La farmacodinamica studia i meccanismi d'azione dei farmaci e i vari effetti farmacologici sugli organismi
viventi. Effetto e azione di un farmaco sono due termini sui quali bisogna fare chiarezza. L'effetto del
farmaco è ciò che esso produce, invece, l'azione del farmaco è il meccanismo con il quale viene raggiunto
tale effetto. Per rendere il tutto più comprensibile facciamo un esempio: i farmaci antiipertensivi hanno
l'effetto di ridurre la pressione sanguigna, ma lo fanno con meccanismi d'azione diversi, con un
meccanismo di vasodilatazione dei vasi sanguigni o con una riduzione dell'attività cardiaca. Due farmaci
possono quindi essere entrambi antiipertensivi e produrre lo stesso effetto finale, ma avere azioni diverse
nell'agire contro l'ipertensione (uno interviene sulla dilatazione dei vasi, l'altro sulla riduzione del lavoro del
cuore).
Tutti i farmaci possono essere classificati in due categorie ASPECIFICI e SPECIFICI. I farmaci aspecifici sono
tutti quei medicinali che vanno un pò ovunque nel nostro organismo e non hanno dei particolari target. È il
caso di un blando antiacido, il bicarbonato di sodio, che può essere preso occasionalmente per alleviare il
bruciore di stomaco. Il sodio bicarbonato non ha un bersaglio particolare, ciò vuol dire che una volta
introdotto nel nostro corpo non va solo a modificare il pH gastrico, ma va anche a modificare il pH di tutti i
distretti del nostro organismo. Tutte le sostanze aspecifiche, per avere un effetto terapeutico, devono
raggiungere una determinata concentrazione nella zona da curare; questa concentrazione è garantita solo
se i dosaggi sono elevati, perché trattandosi di sostanze aspecifiche tendono a disperdersi in tutto il nostro
corpo. I medicinali specifici sono sostanze che una volta somministrate vanno ad agire e riconoscere un
particolare sito bersaglio, che può essere intra-‐ o extracellulare. I farmaci specifici hanno dosaggi ben
minori rispetto ai precedenti, perché vanno a localizzarsi su di un particolare bersaglio. Il sito d'azione è il
punto dove il farmaco deve espletare il suo effetto farmacologico. Il sito d'azione può essere un tessuto, un
organo o la cellula sulla quale il farmaco agisce. Questo sito d'azione viene chiamato
RECETTORE, che è una
proteina della cellula che riconosce il farmaco.
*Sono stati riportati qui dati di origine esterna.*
PR #3138, opened 2022-01-24
Fix broken doc link

jmckitrick:
In 'customize group' for CIDER, there is a setting 'Cider Jump To Pop To Buffer Actions' with a link for further details. That link is broken, and is corrected with this fix.

-------------------

No code changes needed.

### DIFF
--- a/cider-common.el
+++ b/cider-common.el
@@ -136,7 +136,7 @@ The default value means:
 - If the target file is already visible in a window, reuse it (switch to it).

Una volta che il medicinale assunto si è legato al recettore, espleta la sua attività farmacologica con degli
effetti che possono essere classificati in effetti:
LOCALI: come per esempio l'anestetico lidocaina che ha effetto solo sul punto di applicazione.
SISTEMICI: come per esempio l'Aspirina che ha effetto a livello centrale.
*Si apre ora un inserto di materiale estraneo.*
Issue #3344, opened 2023-05-19
Expensive calls to`cider-current-repl` in latency sensitive contexts


yuhan0:
## Expected behavior

Several features in Cider run on short idle timers or hooks that run synchronously while the user is typing/editing. 

- Eldoc hints
- Company etc. auto completion 
- electric / aggressive indentation modes
- Auto formatting

Any latency or momentary freezes in these contexts make for a unpleasant editing experience, so they should be made as optimized as possible.

## Actual behavior

Many of these features call the harmless-looking `(cider-current-repl)` under the hood, and profiling shows it is in fact an expensive operation involving various heuristics and filesystem lookups.

The performance impact grows ~linearly with the number of open REPL connections, See #3343 for more details and a sample backtrace.

- `cider-eldoc` and `cider-complete` via. `(cider-connected-p)`
- `clojure-indent-line` via `cider--get-symbol-indent` ->  `cider-resolve-var`.

These are the main ones that showed up when profiling my own editing usage - eg. I don't use `cider-format` but that seems like it should be affected too. Searching the codebase also finds various `cider-nrepl-sync-request` functions taking an optional `connection` arg which forwards to a call to `(cider-current-repl)`.

## Steps to reproduce the problem
Set the eldoc timer to a short delay to magnify the issues:
`(setq eldoc-idle-delay 0.01)`
then jack-in to many projects simultaneously.

Navigating or typing in a connected clj source buffer should get increasingly laggy with the number of open connections.

### CIDER version information

```
;; CIDER 1.7.0 (Côte d'Azur), nREPL 1.0.0
;; Clojure 1.11.1, Java 20
```

### Lein / Clojure CLI version
Clojure CLI version 1.11.1.1273

### Emacs version

GNU Emacs 29.0.90 

### Operating system

macOS 12.5.1

### JDK distribution

Temurin jdk-20.0.1+9

yuhan0:
Thanks for the feedback! These findings were prompted by my direct experience of stuttering and latency while typing,  so the problem definitely exists to some extent. I can't draw a direct link to eg. Eldoc but the profiler shows a large percentage of CPU and memory being taken up by its idle-timer, specifically by the call to cider-current-repl.

My `eldoc-idle-delay` is set to the default value of 0.5s, but I suggested pushing it to an extreme value to magnify the effects on more powerful machines where they might be hard to observe.

> Eldoc, presumably, is only invoked when one is done typing 
[...]

PR #3463, opened 2023-09-13
Add buffer-local caching to friendly-session calculation

vemv:
Friendly session calculation has always be at least a touch slow ([ref](https://github.com/clojure-emacs/cider/issues/3344), [ref](https://github.com/clojure-emacs/clojure-mode/issues/665#issuecomment-1716440552)), and even more so following recent additions to it.

All slow paths have in common that they run `seq-find` over a series of sequences (the classpath, classpath roots, the ns list). Those can be arbitrarily large.

We may do relatively expensive stuff for each element, like trying to match a string.

So, this PR adds buffer-local caching.

The buffer-local caching is essentially this map:

`<repl buffer>` -> `<is this buffer considered friendly to it?>`

There are timestamps to ensure that we're not basing the caching on stale data.

---

From a quick test, it appears to work. Anyway I'll keep this as a draft to give it at least a couple days of QAing. Review welcome!

### DIFF
--- a/cider-common.el
+++ b/cider-common.el
@@ -309,11 +309,8 @@ whether DIRECTION is 'from-nrepl or 'to-nrepl."
   "Returns the Unix time."
   (float-time))
 
-(defvar cider--all-path-translations-calculated-at nil)
-
 (defun cider--all-path-translations ()
   "Returns `cider-path-translations' if non-empty, else seeks a present value."
-  (setq cider--all-path-translations-calculated-at (cider--unix-time))
   (or cider-path-translations
       ;; cider-path-translations often is defined as a directory-local variable,
       ;; so after jumping to a .jar file, its value can be lost,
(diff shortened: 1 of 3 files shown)


cider-common.el
```diff
@@ -305,8 +305,15 @@ whether DIRECTION is 'from-nrepl or 'to-nrepl."
           (seq-filter #'identity (mapcar f cider-path-translations))
         (seq-some f cider-path-translations)))))
 
+(defun cider--unix-time ()
+  "Returns the Unix time."
+  (float-time))
```
vemv, line 310: Ideally I'd get the time in nanoseconds, as integer. floats make me nervous :)

bbatsov: What's wrong with using `(current-time)`? Sure, it uses seconds, but I'm guessing that'd be fine for your use case.

vemv: I found out that seconds are too coarse-grained for timestamp comparisons.

Say that it was all computed in less than second, we'd get the same timestamp so `>` wouldn't succeed (and `>=` may not be as optimal to use)

vemv:
I'll retake this PR after we get to address https://github.com/clojure-emacs/cider/issues/3468 - otherwise not cool to further touch this area with a release around the corner

bbatsov:
Might be a good time to revisit this for the next minor release.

REVERSIBILI: come per esempio i broncodilatatori, il cui effetto cessa quando il farmaco non interagisce più
con i recettori. Fintanto che il farmaco interagisce con i recettori c'è broncodilatazione, con conseguente
sollievo dall'attacco asmatico. L'effetto permane ed è reversibile fino a quando il farmaco è presente
nell'organismo. Il legame tra farmaco e sito d'azione si può scindere consentendone l'eliminazione.
IRREVERSIBILI: come per esempio gli esteri organofosforici, utilizzati soprattutto in campo agricolo come
fitofarmaci, il cui effetto permane anche terminata l'esposizione. L'effetto permane perché queste
molecole si legano irreversibilmente al sito d'azione, andando a provocare un continuo effetto 1
farmacologico. Infatti tutti gli operatori che maneggiano queste sostanze pericolose devono attenersi a
particolari regolamenti. Le sostanze in questione sono particolarmente lipofile, quindi basta anche il solo
contatto con la pelle per garantire l'assorbimento, provocando effetti dannosi e portando anche alla morte
dell'individuo se non si interviene con il giusto tempismo.
IMMEDIATI: come per esempio il Diazepam (benzodiazepina-‐ipnotico) il cui effetto è molto rapido dopo
anche una singola esposizione. Questi farmaci vengono assorbiti molto velocemente e si ricerca un effetto
immediato per aver un sollievo dal dolore (analgesici) o per dormire (ipnotici).
RITARDATI: come per esempio gli antidepressivi, il cui effetto si manifesta dopo un certo periodo
dall'esposizione. I farmaci antidepressivi, come ben si sa, non danno effetto immediato ma insorgono
mediamente dopo quindici giorni circa.
Il concetto di recettore
Per generare il loro effetto biologico, la maggior parte dei farmaci deve interagire con macromolecole
specifiche, per lo più di natura proteica, presenti sulla superficie o all’interno della cellula, definite con il
termine generico di recettori. Un farmaco quindi non crea un effetto ma modula una funzione preesistente
alterando lo stato funzionale del suo recettore.
Tuttavia, è importante ricordare che non tutti i farmaci richiedono un recettore per esplicare la loro azione:
è il caso dell’acqua ossigenata dalla proprietà disinfettante dovuta alle sue caratteristiche ossidanti. Ancora
esistono farmaci che devono le loro azioni a proprietà osmotiche (certi lassativi) o surfattanti (disinfettanti).
In altri casi, molti farmaci possono anche legarsi, oltre che a recettori specifici, anche a componenti tissutali
e a componenti plasmatiche senza indurre effetti biologici; in questo caso i siti di legame possono avere
funzioni di deposito o di trasporto del farmaco.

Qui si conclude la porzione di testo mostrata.